(Dataset entries)

PR #332, opened 2017-06-21
Retrieve Spatial and Temporal layer ids from frame marking header extension

murillo128:
The patch was going to be more ambitious as IMHO the RawPacket should be passed from the top layers instead of buff,off,len ... but it was not working so I decided to go KISS first

In order to have simulcast enabled with media encryption it is required to disable the vp8 extended pic id on videobridge:
```
org.jitsi.videobridge.ENABLE_VP8_PICID_REWRITING=false
```

cc/ @bgrozev

### DIFF
--- a/src/org/jitsi/impl/neomedia/MediaStreamImpl.java
+++ b/src/org/jitsi/impl/neomedia/MediaStreamImpl.java
@@ -3787,12 +3787,6 @@ public class MediaStreamImpl
             {
                 return FrameMarkingHeaderExtension.isStartOfFrame(fmhe);
             }
-
-            if (logger.isDebugEnabled())
-            {
-                logger.debug("Packet with no frame marking, while frame marking"
-                             + " is enabled.");
-            }
             // Note that we go on and try to use the payload itself. We may want
             // to change this behaviour in the future, because it will give
             // wrong results if the payload is encrypted.
@@ -3857,12 +3851,6 @@ public class MediaStreamImpl
             if (fmhe != null)
             {
                 return FrameMarkingHeaderExtension.isEndOfFrame(fmhe);
-            }
-
-            if (logger.isDebugEnabled())
-            {
-                logger.debug("Packet with no frame marking, while frame marking"
-                             + " is enabled.");
             }
             // Note that we go on and try to use the payload itself. We may want
             // to change this behaviour in the future, because it will give
--- a/src/org/jitsi/impl/neomedia/MediaStreamImpl.java
+++ b/src/org/jitsi/impl/neomedia/MediaStreamImpl.java
@@ -3653,6 +3653,21 @@ public class MediaStreamImpl
      */
     public int getTemporalID(byte[] buf, int off, int len)
     {
+        if (frameMarkingsExtensionId != -1)
+        {
+            RawPacket pkt = new RawPacket(buf, off, len);
+            RawPacket.HeaderExtension fmhe
+                = pkt.getHeaderExtension(frameMarkingsExtensionId);
+
+            if (fmhe != null)
+            {
+                return FrameMarkingHeaderExtension.getTemporalID(fmhe);
+            }
+            // Note that we go on and try to use the payload itself. We may want
+            // to change this behaviour in the future, because it will give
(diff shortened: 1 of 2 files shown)


src/org/jitsi/impl/neomedia/rtp/FrameMarkingHeaderExtension.java
```diff
@@ -105,4 +119,26 @@ public static boolean isEndOfFrame(ByteArrayBuffer baf) {
...
+        {
+            return 0;
+        }
+        /*
+         * THIS IS STILL NOT YET CORRECTLY DEFINED ON FRAMEMARKING DRAFT!
+         */
+        return 0;
+    }
+
+    public static byte getTemporalID(ByteArrayBuffer baf) {
```
bgrozev: We're gonna need javadocs on the methods.

src/org/jitsi/impl/neomedia/rtp/FrameMarkingHeaderExtension.java
```diff
@@ -105,4 +119,26 @@ public static boolean isEndOfFrame(ByteArrayBuffer baf) {
...
+        if (baf == null || baf.getLength() < 2)
```
bgrozev: According to the draft (avtext, -4) the TID is also only present in the scalable version. Should we return -1 as an indication that the field is not present if length<4?

src/org/jitsi/impl/neomedia/rtp/FrameMarkingHeaderExtension.java
```diff
@@ -105,4 +119,26 @@ public static boolean isEndOfFrame(ByteArrayBuffer baf) {
         byte b = baf.getBuffer()[baf.getOffset() + 1];
         return (b & E_BIT) != 0;
     }
+
+    public static byte getSpatialID(ByteArrayBuffer baf, String encoding) {
+        // Only present on scalable version
+        if (baf == null || baf.getLength() < 4)
+        {
+            return 0;
```
bgrozev: Should we return -1 instead? I thought that 0 was a valid ID.

src/org/jitsi/impl/neomedia/MediaStreamImpl.java
```diff
@@ -3653,6 +3653,21 @@ public void injectPacket(RawPacket pkt, boolean data, TransformEngine after)
      */
     public int getTemporalID(byte[] buf, int off, int len)
     {
+        if (frameMarkingsExtensionId != -1)
+        {
+            RawPacket pkt = new RawPacket(buf, off, len);
```
bgrozev: I would like to get this refactored eventually, but I guess it is OK for now.

bgrozev:
> The patch was going to be more ambitious as IMHO the RawPacket should be passed from the top layers instead of buff,off,len

I just discussed this with George and we agree. We can merge this PR as it is, but contributions that work towards passing the RawPacket instance are also welcome.

src/org/jitsi/impl/neomedia/rtp/FrameMarkingHeaderExtension.java
murillo128: If the field is not present then the layer Id is 0 according to the draft.

src/org/jitsi/impl/neomedia/rtp/FrameMarkingHeaderExtension.java
murillo128: Yes, but as before, if field is not present, layer is 0 according to the draft

src/org/jitsi/impl/neomedia/MediaStreamImpl.java
murillo128: Me too, I started with the patch, but if I created the RawPacket outside of the function and pass it to the inner layer, everything stop working. I was getting crazy, so I decided to keep it for later.. :)

murillo128:
Is it possible to merge this PR as it is? or you would require any modification to it?

bgrozev:
Just the missing javadocs (it's a policy), everything else looks good.

murillo128:
done.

§ **Task prompt**: Each line holding the word "everything" must be pulled from the records.

§ **Exercise solution**:
murillo128: Me too, I started with the patch, but if I created the RawPacket outside of the function and pass it to the inner layer, everything stop working. I was getting crazy, so I decided to keep it for later.. :)
Just the missing javadocs (it's a policy), everything else looks good.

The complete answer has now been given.